Today, economic security has become a universal concept. In such an era, securing strategic industries and strategic resources is of paramount importance. Therefore, the deliberate projection of China’s national development strategy on its ODI, which has the scale advantage of being the world’s second largest, poses numerous challenges to the Korean government.
It is necessary for Korea to establish strategic approaches for outbound direct investment in order to ensure national competitiveness. In the past, Korea has pursued corporate-led ODI. However, with the recent emergence of the concept of economic security, business-led approaches to investment in strategic industries may have limitations. To address this, Korea should consider enhancing government-business cooperation channels to support corporate overseas investment in strategic industries. Initial dialogues between governments could take place through bilateral and multilateral summits involving regions strategically aligned with Korea, coupled with concurrent utilization of business forums. In this regard, recent initiatives such as ‘One Team Korea’ in the Middle East can be seen as a commendable example of joint government-business efforts to expand international cooperation.
Furthermore, it is necessary to create investment momentum to secure the market for strategic emerging industries such as green and digital shares in developing countries.
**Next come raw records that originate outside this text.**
PR #1012, opened 2023-01-03
build: include Nashorn JavaScript engine for MSI build

florianesser:
Adds the Nashorn JavaScript engine and its dependencies. The engine is needed to run the `<script>` Ant tasks that are part of the Windows MSI build. Nashorn was previously part of the JDK but was removed with the release of Java 15.

ING-3370


kapil-agnihotri (approved):

stempler (approved):
LGTM

PR #1029, opened 2023-06-07
feat: download wfs files to tmp folder for bucket service

kapil-agnihotri:
ING-3609


io/plugins/eu.esdihumboldt.hale.io.gml/src/eu/esdihumboldt/hale/io/gml/reader/internal/wfs/WfsBackedGmlInstanceCollection.java
```diff
@@ -406,12 +448,27 @@ private void proceedOrClose() {
...
+				builder = new URIBuilder(nextUri);
 			} catch (URISyntaxException e) {
 				throw new IllegalStateException(e.getMessage(), e);
 			}
 
+			// Download all the files into a folder for Bucket service
+			if (tmpdir != null) {
+				try {
+					URL url = nextUri.toURL();
+					String fileName = tmpdir + url.getPath() + UUID.randomUUID();
```
stempler, line 463: Can the path always be used as file name? I'm sure it for instance may contain `/` and other characters not allowed in a file name.

Related to the UUID - this will mean the file name will be different every time. Did you already think about how to deal with that on the bucket-service side related to if there are already existing files (e.g. avoid duplicate instances being loaded if a dataset is updated automatically from a WFS)

io/plugins/eu.esdihumboldt.hale.io.gml/src/eu/esdihumboldt/hale/io/gml/reader/internal/wfs/WfsBackedGmlInstanceCollection.java
```diff
@@ -406,12 +448,27 @@ private void proceedOrClose() {
...
+					// TODO: may be download files in a thread
+					FileUtils.copyURLToFile(url, new File(fileName));
```
stempler, line 465: To avoid downloading the same data twice I think it would make sense to overwrite `nextUri` with the URI to the downloaded file.

io/plugins/eu.esdihumboldt.hale.io.gml.ui/src/eu/esdihumboldt/hale/io/gml/ui/GmlReaderSettingsPage.java
```diff
@@ -70,6 +70,7 @@ public boolean updateConfiguration(StreamGmlReader provider) {
 				Value.of(requestPaginationEnabled.getSelection()));
 		provider.setParameter(StreamGmlReader.PARAM_FEATURES_PER_WFS_REQUEST,
 				Value.of(featuresPerRequest.getText()));
+		provider.setParameter(StreamGmlReader.PARAM_TMP_DIR_PATH, null);
```
stempler, line 73: Why is this necessary? It should be an optional parameter, right?

kapil-agnihotri: Yes, agreed.

io/plugins/eu.esdihumboldt.hale.io.gml/src/eu/esdihumboldt/hale/io/gml/reader/internal/wfs/WfsBackedGmlInstanceCollection.java
kapil-agnihotri: In bucket service, I see another problem of how to send these multiple files into a single file as expected [here](https://github.com/wetransform/bucket-service/blob/4ec4b7190eeb472d1cddb95b1c0f43ef0dbda7c1/play/app/wfs/WfsImporter.scala#L160) . 
I cannot write all these different files into a single file. Should I return these several files as a list instead? However, in the end it is still expected as a [seq of Futures of single downloaded file](https://github.com/wetransform/bucket-service/blob/4ec4b7190eeb472d1cddb95b1c0f43ef0dbda7c1/play/app/controllers/Buckets.scala#L1072). If I need to return several files for a single wfs url then I should modify [this code](https://github.com/wetransform/bucket-service/blob/4ec4b7190eeb472d1cddb95b1c0f43ef0dbda7c1/play/app/controllers/Buckets.scala#L1072) as well to handle the scenario where a single wfsEndpoint can have more than one downloaded file. 

Or I was thinking that I can look at the GmlInstanceWriter and StreamGmlWriter to see how it handles the case of pagination and features per request and then replicate the same writing to the files?

Please let me know if you have any further suggestions.

io/plugins/eu.esdihumboldt.hale.io.gml/src/eu/esdihumboldt/hale/io/gml/reader/internal/wfs/WfsBackedGmlInstanceCollection.java
```diff
@@ -412,6 +454,24 @@ private void createNextIterator() {
 				throw new IllegalStateException(e.getMessage(), e);
 			}
 
+			// Download all the files into a folder for Bucket service
+			if (tmpdir != null) {
+				try {
+					URL url = nextUri.toURL();
+					StringBuilder fileName = new StringBuilder(tmpdir);
+					fileName.append("/").append(url.getPath().replaceAll("/", "."))
```
stempler, line 462: In principle OK for me, important is that it works fine with whatever strategy you use for handling it on the bucket-service side.

Did you check how the name was derived before when downloading via WFS in the bucket-service?

io/plugins/eu.esdihumboldt.hale.io.gml/src/eu/esdihumboldt/hale/io/gml/reader/internal/wfs/WfsBackedGmlInstanceCollection.java
```diff
@@ -412,6 +454,24 @@ private void createNextIterator() {
...
+							.append(UUID.randomUUID());
```
stempler, line 463: I think a sequential numbering would be better than a random suffix. Then a user could identify, which was the first part, second part, etc.

Also, I think the file extension could matter, especially for the handling in the bucket-service later.

io/plugins/eu.esdihumboldt.hale.io.gml/src/eu/esdihumboldt/hale/io/gml/reader/internal/wfs/WfsBackedGmlInstanceCollection.java
kapil-agnihotri: The file was always provided from [bucket-service](https://github.com/wetransform/bucket-service/blob/baf3eddb03133661f078ccf9071d40dcc4b00e90/play/app/wfs/WfsImporter.scala#LL144C16-L144C16) to hale studio as `FileIOSupplier`. Which is [derived here](https://github.com/wetransform/bucket-service/blob/baf3eddb03133661f078ccf9071d40dcc4b00e90/play/app/controllers/Buckets.scala#LL1102C12-L1102C12) from queryMap and then reduced in the length.

io/plugins/eu.esdihumboldt.hale.io.gml/src/eu/esdihumboldt/hale/io/gml/reader/internal/wfs/WfsBackedGmlInstanceCollection.java
kapil-agnihotri: Done, now appending `totalFeaturesProcessed` and `.gml` as extension.

stempler (approved):

PR #1033, opened 2023-06-29
feat/ING-3911

emanuelaepure10:
A new format .cpg has been added to the creatin of the .shp files.
The new files contains just the encoding text, such as “UTF-8”.

ING-3911


io/plugins/eu.esdihumboldt.hale.io.shp/src/eu/esdihumboldt/hale/io/shp/writer/ShapefileInstanceWriter.java
```diff
@@ -102,31 +102,44 @@ public boolean isCancelable() {
...
-			String filePath = Paths.get(location).getParent().toString();
-
-			filesWritten = writeInstances(instances, progress, reporter, location);
-
-			if (filesWritten.size() > 1) {
-				List<URI> uris = filesWritten.stream().map(f -> {
-					File file = new File(filePath + "/" + f + ShapefileConstants.SHP_EXTENSION);
-					return file.toURI();
-				}).collect(Collectors.toList());
+		/**
```
stempler, line 107: This looks strange - two new methods defined in another method? Does that compile for you?
Also, the removed code looks quite important to the functionality to me.

I see the there is an existing class for testing writing Shapefiles (see [here](https://github.com/halestudio/hale/blob/master/io/plugins/eu.esdihumboldt.hale.io.shp.test/src/eu/esdihumboldt/hale/io/shp/ShapefileInstanceWriterTest.groovy)). It would be great if you could extend the test cases to verify that the CPG file is written and contains the expected content.

emanuelaepure10: This is compiling and it's working.

The second new method is called from 2 places: once when you have more than one source and once when you have just one source data/feature type. 
There was no code removed. Please check bellow and you will see that you can still find it. The for has been changes to accommodate the creation of .cpg as well. 

I will extend the test to verify the .cpg

stempler: > This is compiling and it's working.

Well, I reviewed the version before you added the additional commit, so I could only take into account what I could see here.

It would be great if you can combine the two commits, since the first one seems to have been corrupt in some way then.

io/plugins/eu.esdihumboldt.hale.io.shp/src/eu/esdihumboldt/hale/io/shp/writer/ShapefileInstanceWriter.java
```diff
@@ -112,10 +116,18 @@ protected IOReport execute(ProgressIndicator progress, IOReporter reporter)
...
+				for (String f : filesWritten) {
 					File file = new File(filePath + "/" + f + ShapefileConstants.SHP_EXTENSION);
-					return file.toURI();
-				}).collect(Collectors.toList());
+					uris.add(file.toURI());
+
+					String cpgFileName = filePath + "/" + f + ShapefileConstants.CPG_EXTENSION;
+					writeCodePageFile(cpgFileName);
+					file = new File(cpgFileName);
+					uris.add(file.toURI());
```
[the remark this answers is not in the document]
kapil-agnihotri: This will contain [name of the file](https://github.com/halestudio/hale/blob/a970f6e19cac38578fb00eb75baa31808df22423/io/plugins/eu.esdihumboldt.hale.io.shp/src/eu/esdihumboldt/hale/io/shp/writer/ShapefileInstanceWriter.java#L693C8-L693C8) without extension.

io/plugins/eu.esdihumboldt.hale.io.shp.test/src/eu/esdihumboldt/hale/io/shp/ShapefileInstanceWriterTest.groovy
```diff
@@ -1443,4 +1456,23 @@ class ShapefileInstanceWriterTest {
 			assertEquals(2, num)
 		}
 	}
+
+	@Test
+	void testCPGFileCreation() {
```
kapil-agnihotri, line 1461: This test, tests the functionality of writing just a standalone file. Would it be possible to create another test where you can confirm creation of `cpg` file in the complete process?
You can refer to [this test case](https://github.com/halestudio/hale/blob/a970f6e19cac38578fb00eb75baa31808df22423/io/plugins/eu.esdihumboldt.hale.io.shp.test/src/eu/esdihumboldt/hale/io/shp/ShapefileInstanceWriterTest.groovy#L208) and may be replicate it and when you have [reference to file](https://github.com/halestudio/hale/blob/a970f6e19cac38578fb00eb75baa31808df22423/io/plugins/eu.esdihumboldt.hale.io.shp.test/src/eu/esdihumboldt/hale/io/shp/ShapefileInstanceWriterTest.groovy#L232C40-L232C40) probably you can there also assert for the creation of `cpg` file.

io/plugins/eu.esdihumboldt.hale.io.shp/src/eu/esdihumboldt/hale/io/shp/writer/ShapefileInstanceWriter.java
```diff
@@ -472,6 +478,8 @@ private Map<String, Map<String, ShapefileDataStore>> createSchema(URI location,
 	 * - filename_geometryType.shp if multiple geometries.<br>
 	 * - filename.shp single schema and geom.
 	 * 
+	 * Create the CPG file starting from the Shapefile names
```
kapil-agnihotri, line 481: Missed moving this comment to the new method `writeCodePageFile` during refactoring?

io/plugins/eu.esdihumboldt.hale.io.shp/src/eu/esdihumboldt/hale/io/shp/writer/ShapefileInstanceWriter.java
```diff
@@ -724,4 +732,30 @@ private List<String> writeToFile(
...
 	}
 
+	/**
+	 * 
+	 * @param filePath Path of the file to be written with just one line of the
+	 *            encoding
+	 * @return File that has been created filled with the text
+	 * @throws IOException exception in any.
+	 */
+	public File writeCodePageFile(String filePath) throws IOException {
```
kapil-agnihotri, line 742: Maybe you don't have to return the File as it is not being used anywhere?

io/plugins/eu.esdihumboldt.hale.io.shp/src/eu/esdihumboldt/hale/io/shp/writer/ShapefileInstanceWriter.java
```diff
@@ -724,4 +732,30 @@ private List<String> writeToFile(
...
+		File file = new File(filePath);
+		FileWriter fr = new FileWriter(file);
```
kapil-agnihotri, line 744: `fw` for fileWriter instead of `fr` which may stand for fileReader?

io/plugins/eu.esdihumboldt.hale.io.shp/src/eu/esdihumboldt/hale/io/shp/writer/ShapefileInstanceWriter.java
```diff
@@ -724,4 +732,30 @@ private List<String> writeToFile(
...
+		try {
+			fr.write(getCharset() != null ? getCharset().toString()
+					: getDefaultCharset().toString());
+		} catch (IOException e) {
+			throw e;
+		} finally {
+			try {
+				fr.close();
+			} catch (IOException e) {
+				throw new IOException("An error occurred while creating/writing the file: "
```
kapil-agnihotri, line 754: This exception will be thrown when closing the file so the text should be modified. 

I think this particular error message should move to the above catch block (you may also mention `cpg` somewhere in the text to be more specific for the origin of the exception).

io/plugins/eu.esdihumboldt.hale.io.shp.test/src/eu/esdihumboldt/hale/io/shp/ShapefileInstanceWriterTest.groovy
```diff
@@ -117,6 +117,19 @@ class ShapefileInstanceWriterTest {
 		return reader.getInstances();
 	}
 
+	@Test
+	public void whenReadWithBufferedReader_thenCorrect()
```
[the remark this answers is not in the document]
emanuelaepure10: I didn't create this method. 
Only method I have created in this class is testCPGFileCreation().

io/plugins/eu.esdihumboldt.hale.io.shp.test/src/eu/esdihumboldt/hale/io/shp/ShapefileInstanceWriterTest.groovy
```diff
@@ -117,6 +117,19 @@ class ShapefileInstanceWriterTest {
...
+	throws IOException {
+		String expected_value = "UTF-8";
+		String file ="src/test/resources/fileTest.txt";
```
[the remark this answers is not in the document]
emanuelaepure10: I didn't write this text. I don't know why is seen as addition.

io/plugins/eu.esdihumboldt.hale.io.shp.test/src/eu/esdihumboldt/hale/io/shp/ShapefileInstanceWriterTest.groovy
emanuelaepure10: Sure!

io/plugins/eu.esdihumboldt.hale.io.shp.test/src/eu/esdihumboldt/hale/io/shp/ShapefileInstanceWriterTest.groovy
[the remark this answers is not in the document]
stempler: If it is not relevant then I would suggest to remove this method.

io/plugins/eu.esdihumboldt.hale.io.shp.test/src/eu/esdihumboldt/hale/io/shp/ShapefileInstanceWriterTest.groovy
stempler: > But I think that this test is already done in one of the already created test, example simpleSchemaWriteTest(), This test would create the .shp and .cpg files.

Yes, I think it would also be fine to extend existing tests to also check if the CPG file was written and the content is correct.

io/plugins/eu.esdihumboldt.hale.io.shp.test/src/eu/esdihumboldt/hale/io/shp/ShapefileInstanceWriterTest.groovy
```diff
@@ -1443,4 +1456,24 @@ class ShapefileInstanceWriterTest {
...
+		def tmpDir = Files.createTempDirectory("CPGFileTest")
+		def tmpFile = Files.createTempFile(tmpDir, 'new', '.cpg')
+
+		try {
+			ShapefileInstanceWriter writer = new ShapefileInstanceWriter();
+			writer.writeCodePageFile(tmpFile.toFile().getAbsolutePath());
+			assertTrue(tmpFile.toFile().exists());
+
+			String expected_value = writer.getCharset().toString();
+			BufferedReader bufferedReader = new BufferedReader(new FileReader(tmpFile.toFile().getAbsolutePath()));
```
stempler, line 1471: Just an FYI - since we use Groovy here, there is a simple way to get the text content of a file:
https://docs.groovy-lang.org/latest/html/groovy-jdk/java/io/File.html#getText()

io/plugins/eu.esdihumboldt.hale.io.shp/src/eu/esdihumboldt/hale/io/shp/writer/ShapefileInstanceWriter.java
```diff
@@ -724,4 +730,29 @@ private List<String> writeToFile(
...
+	 * 
+	 * @param filePath Path of the file to be written with just one line of the
+	 *            encoding
+	 * @throws IOException exception in any.
+	 */
+	public void writeCodePageFile(String filePath) throws IOException {
+		File file = new File(filePath);
+		FileWriter fileWriter = new FileWriter(file);
+		try {
+			fileWriter.write(getCharset() != null ? getCharset().toString()
```
stempler, line 743: Now that you use the writer setting to document the encoding in the CPG file, you also need to make sure that the writer does write the Shapefile with this encoding. May assumption would be that this can be done [similar to in the reader](https://github.com/halestudio/hale/blob/37d0458c0868ccf5ff0adf4cb44bb9b7fb07776a/io/plugins/eu.esdihumboldt.hale.io.shp/src/eu/esdihumboldt/hale/io/shp/reader/internal/ShapeInstanceReader.java#L105).

io/plugins/eu.esdihumboldt.hale.io.shp.test/src/eu/esdihumboldt/hale/io/shp/ShapefileInstanceWriterTest.groovy
stempler: A bonus would be adding a test where a Shapefile with special characters is written and read again, with a specific charset configured for both, to verify that charset settings for writer and reader work as expected.

io/plugins/eu.esdihumboldt.hale.io.shp.test/src/eu/esdihumboldt/hale/io/shp/ShapefileInstanceWriterTest.groovy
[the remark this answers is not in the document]
kapil-agnihotri: Neither we 😉. 
Let's delete it if it is not required.

io/plugins/eu.esdihumboldt.hale.io.shp.test/src/eu/esdihumboldt/hale/io/shp/ShapefileInstanceWriterTest.groovy
kapil-agnihotri: Yes, it must be. But still it would be good to verify either in the same test or in an additional test.

io/plugins/eu.esdihumboldt.hale.io.shp/src/eu/esdihumboldt/hale/io/shp/writer/ShapefileInstanceWriter.java
```diff
@@ -724,4 +730,29 @@ private List<String> writeToFile(
 		return filesWritten;
 	}
 
+	/**
+	 *
```
kapil-agnihotri, line 734: I meant that you can move the comment : `Create the CPG file starting from the Shapefile names` here to this newly added method as it belongs here.

io/plugins/eu.esdihumboldt.hale.io.shp/src/eu/esdihumboldt/hale/io/shp/writer/ShapefileInstanceWriter.java
```diff
@@ -724,4 +730,35 @@ private List<String> writeToFile(
...
+	public void writeCodePageFile(String cpgFilePath) throws IOException {
+		File cpgFile = new File(cpgFilePath);
+		FileWriter fileWriter = new FileWriter(cpgFile);
+
+		ShapefileDataStore store = new ShapefileDataStore(
+				new File(cpgFilePath.replace(ShapefileConstants.CPG_EXTENSION,
+						ShapefileConstants.SHP_EXTENSION)).toURL());
+
+		try {
+			fileWriter.write(store.getCharset() != null ? store.getCharset().toString()
```
stempler, line 749: Looking at the code for [ShapefileDataStore](https://github.com/geotools/geotools/blob/5e3616c984b432573e2e58ad51b133f2580ddb0e/modules/plugin/shapefile/src/main/java/org/geotools/data/shapefile/ShapefileDataStore.java#L98C32-L98C32) this would then always be the default value from there (ISO 8859-1).

I preferred the solution from before, using the writer setting - this would then have opened the possibility for users to specify the desired encoding. As mentioned before, that would have required making sure that this charset is used when writing the Shapefile, which should be easily possible where the Shapefile data store for writing the respective file is obtained.

With how it is done here now, it is very intransparent which charset is used and why, and we solely rely on that the default is used here and also where the Shapefile is actually written.

io/plugins/eu.esdihumboldt.hale.io.shp.test/src/eu/esdihumboldt/hale/io/shp/ShapefileInstanceWriterTest.groovy
```diff
@@ -184,11 +186,25 @@ class ShapefileInstanceWriterTest {
...
 		}
 	}
 
+	private static testCpgFileAgainstRelatedSpapefile(File shpFile) {
+		ShapefileDataStore store = new ShapefileDataStore(shpFile.toURL());
+		String cpgFilePath = shpFile.getAbsolutePath().replace(ShapefileConstants.SHP_EXTENSION, ShapefileConstants.CPG_EXTENSION)
+
+		def cpgFile = new File(cpgFilePath)
+		if (cpgFile.exists()) {
+			assertTrue(store.getCharset().toString().equals(cpgFile.text))
```
stempler, line 202: As mentioned in the comment on the writer class, the `store.getCharset()` here will always just return the default value for the charset that is specified in the `ShapefileDataStore` class, and thus this check only works because anyway always the same charset is used for writing the files.

io/plugins/eu.esdihumboldt.hale.io.shp.test/src/eu/esdihumboldt/hale/io/shp/ShapefileInstanceWriterTest.groovy
```diff
@@ -184,11 +186,25 @@ class ShapefileInstanceWriterTest {
...
 			writeInstances(tmpFile.toFile(), schema, instances, configurator)
 			handler.accept(tmpFile.toFile())
+
+			testCpgFileAgainstRelatedSpapefile(tmpFile.toFile())
 		} finally {
 			tmpDir.deleteDir()
 		}
 	}
 
+	private static testCpgFileAgainstRelatedSpapefile(File shpFile) {
```
kapil-agnihotri, line 196: Misspelled word `Shapefile` in `testCpgFileAgainstRelatedSpapefile`?

stempler:
@kapil-agnihotri Any idea related to the build failure?
Since the last build was yesterday it should not be related to the Artifactory downtime. I also would not expect the problem that we saw in hale-cli, since that was Gradle related (though if we can't find anything else it would be worth to also look into changing the artifactory repo, if it is part of the repos that Maven uses here).

kapil-agnihotri:
The error doesn't look like from our repositories but from groovy.jfrog.io artifactory.
The error states that `Failure to find org.osgi:org.osgi.service.prefs:jar:1.1.2 in https://groovy.jfrog.io/artifactory/plugins-release `. I checked manually in the [artifactory](https://groovy.jfrog.io/ui/native/plugins-release/org/osgi/) and the jar is not available now. 
I created [PR](https://github.com/halestudio/hale/pull/1035) by bringing mavenCentral on top in the repository list and the build now works.

kapil-agnihotri:
retest this please

io/plugins/eu.esdihumboldt.hale.io.shp/src/eu/esdihumboldt/hale/io/shp/writer/ShapefileInstanceWriter.java
stempler: > Now that you use the writer setting to document the encoding in the CPG file, you also need to make sure that the writer does write the Shapefile with this encoding.

I would expect this to require something like

```
newDataStore.setCharset(getCharset());
```

to be done [here](https://github.com/halestudio/hale/blob/68175508ef152681bfb0ac4f9432074f1cf7701c/io/plugins/eu.esdihumboldt.hale.io.shp/src/eu/esdihumboldt/hale/io/shp/writer/ShapefileInstanceWriter.java#L463).

emanuelaepure10: I see. In the [reader is done ](https://github.com/halestudio/hale/blob/68175508ef152681bfb0ac4f9432074f1cf7701c/io/plugins/eu.esdihumboldt.hale.io.shp/src/eu/esdihumboldt/hale/io/shp/reader/internal/ShapeInstanceReader.java#L105) properly but not in the writer.  I'll update the code.

stempler (approved):

stempler:
@emanuelaepure10 
Not easily understandable from the stacktrace in the failing tests what is going wrong here. Maybe you can try to debug one of these locally? (Or does the problem not exist when you run them locally?)

Advice on running unit tests in hale studio can be found here (sadly the "Run/debug as JUnit Plug-in test" in Eclipse often is quite slow to start depending on the Eclipse version, so there is an alternative described):
https://github.com/halestudio/hale/wiki/Tests#run-a-single-test-class-or-method

emanuelaepure10:
@stempler I get 15 tests complete with success.
Thank you very much for the link.

io/plugins/eu.esdihumboldt.hale.io.shp.test/src/eu/esdihumboldt/hale/io/shp/ShapefileInstanceWriterTest.groovy
```diff
@@ -293,16 +313,18 @@ class ShapefileInstanceWriterTest {
 					def jts = the_geom.geometry
 					assert jts instanceof Point
 					def name = inst.p.name.value()
-					assert name
-					switch (name) {
+
+					String dencodedString = new String(name.getBytes(shapeFileDataStore.getCharset()));
```
kapil-agnihotri, line 317: Did you mean to write `decodedString`? In other methods as well  `decoded` is misspelt.

io/plugins/eu.esdihumboldt.hale.io.shp.test/src/eu/esdihumboldt/hale/io/shp/ShapefileInstanceWriterTest.groovy
```diff
@@ -368,8 +391,9 @@ class ShapefileInstanceWriterTest {
 
 					assert jts instanceof MultiPolygon
 					def name = inst.p.name.value()
-					assert name
-					switch (name) {
+					String dencodedString = new String(name.getBytes(shapeFileDataStore.getCharset()));
+					assert dencodedString
+					switch (dencodedString) {
```
kapil-agnihotri, line 396: It would be great if here as well in the default case you can mention `decodedString` instead of `typeName`

io/plugins/eu.esdihumboldt.hale.io.shp.test/src/eu/esdihumboldt/hale/io/shp/ShapefileInstanceWriterTest.groovy
```diff
@@ -439,8 +464,9 @@ class ShapefileInstanceWriterTest {
 						def jts = the_geom.geometry
 						assert jts
 						def name = inst.p.name.value()
-						assert name
-						switch (name) {
+						String dencodedString = new String(name.getBytes(shapeFileDataStore.getCharset()));
+						assert dencodedString
+						switch (dencodedString) {
```
kapil-agnihotri, line 469: It would be great if here as well in the default case you can mention `decodedString` instead of `typeName`

io/plugins/eu.esdihumboldt.hale.io.shp.test/src/eu/esdihumboldt/hale/io/shp/ShapefileInstanceWriterTest.groovy
```diff
@@ -1178,8 +1205,9 @@ class ShapefileInstanceWriterTest {
 					def jts = geom.geometry
 					assert jts instanceof Point
 					def name = inst.p.name.value()
-					assert name
-					switch (name) {
+					String dencodedString = new String(name.getBytes(shapeFileDataStore.getCharset()));
+					assert dencodedString
+					switch (dencodedString) {
```
kapil-agnihotri, line 1210: It would be great if here as well in the default case you can mention `decodedString` instead of `typeName`

io/plugins/eu.esdihumboldt.hale.io.shp.test/src/eu/esdihumboldt/hale/io/shp/ShapefileInstanceWriterTest.groovy
```diff
@@ -1358,8 +1387,9 @@ class ShapefileInstanceWriterTest {
 
 					assert jts instanceof MultiPolygon
 					def name = inst.p.name.value()
-					assert name
-					switch (name) {
+					String dencodedString = new String(name.getBytes(shapeFileDataStore.getCharset()));
+					assert dencodedString
+					switch (dencodedString) {
```
kapil-agnihotri, line 1392: It would be great if here as well in the default case you can mention `decodedString` instead of `typeName`

io/plugins/eu.esdihumboldt.hale.io.shp.test/src/eu/esdihumboldt/hale/io/shp/ShapefileInstanceWriterTest.groovy
```diff
@@ -1432,8 +1463,9 @@ class ShapefileInstanceWriterTest {
...
```
kapil-agnihotri, line 1468: It would be great if here as well in the default case you can mention `decodedString` instead of `typeName`

io/plugins/eu.esdihumboldt.hale.io.shp.test/src/eu/esdihumboldt/hale/io/shp/ShapefileInstanceWriterTest.groovy
emanuelaepure10: Yes :-) I'll rename them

Because the emerging industrial markets in developing countries that China aims to expand through platforms like the BRI and BRICS, are strategically important markets for South Korea as well. Therefore, various support measures are needed to enhance the competitiveness and comparative advantage of Korean companies in the emerging industries of developing countries. To this end, domestic guidelines and policy incentives should be provided for large corporations to diversify their businesses, and a foundation should be laid to facilitate the linkage between the growth of small and medium-sized enterprises and their overseas expansion.